About this task:
Go over the data and keep only the lines that include "with".

Saved entries

== Segment start ==

PR #4341, opened 2023-03-26
feat: enable raw pointer return from scripts

iqdecay:
- This PR enables returning heap types from scripts.
- In https://github.com/FuelLabs/fuels-rs/pull/848, support was added for
  returning vectors from smart contracts in the SDK, this safeguard can now be
  removed so the same can happen with scripts.


otrho:
Hrmm, I'm not sure this is necessarily what we want.  Returning a `Vec` can be special-cased, and should be returned using a `RETD` of the vector contents, I assume?  Is that right?

But just returning a `raw_ptr` using `RET` doesn't make sense and was banned for a reason.  A better solution might be to convert the `Vec` to a `raw_slice` which we already allow, and to return that..?

iqdecay:
I'm just trying to support returning `Vec` and `Bytes` types from a script, which is not currently supported because of the safeguard that I remove in this PR. @mohammadfawaz had told me that this safeguard was here just because the SDK didn't support it, so I naively assumed that just removing the safeguard was enough.

iqdecay:
Closing in favor of an upcoming PR.

iqdecay:
Reopening the PR after a discussion with Toby. Currently, contracts can return `raw_ptr`, and for coherence there is no reason to prevent scripts from doing so too, this way the SDK can handle scripts returning vectors.

mohammadfawaz (approved):

PR #4348, opened 2023-03-27
Implement OR match pattern

### LINKED ISSUE #769: Implement "or" match patterns in match expressions.
The "or" pattern is the one shown below:

```rust
let x = 1;
match x {
  0 | 1 => true,
  _ => false
}
```

IGI-111:
## Description

Allow users to specify match patters such as:

```sway
let x = 1;
match x {
  0 | 1 => true,
  _ => false
}
```

We also check that all patterns in a disjunction declare the same set of
variables (not doing so is an error).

== Segment end ==

Solution for this exercise:
  removed so the same can happen with scripts.
Reopening the PR after a discussion with Toby. Currently, contracts can return `raw_ptr`, and for coherence there is no reason to prevent scripts from doing so too, this way the SDK can handle scripts returning vectors.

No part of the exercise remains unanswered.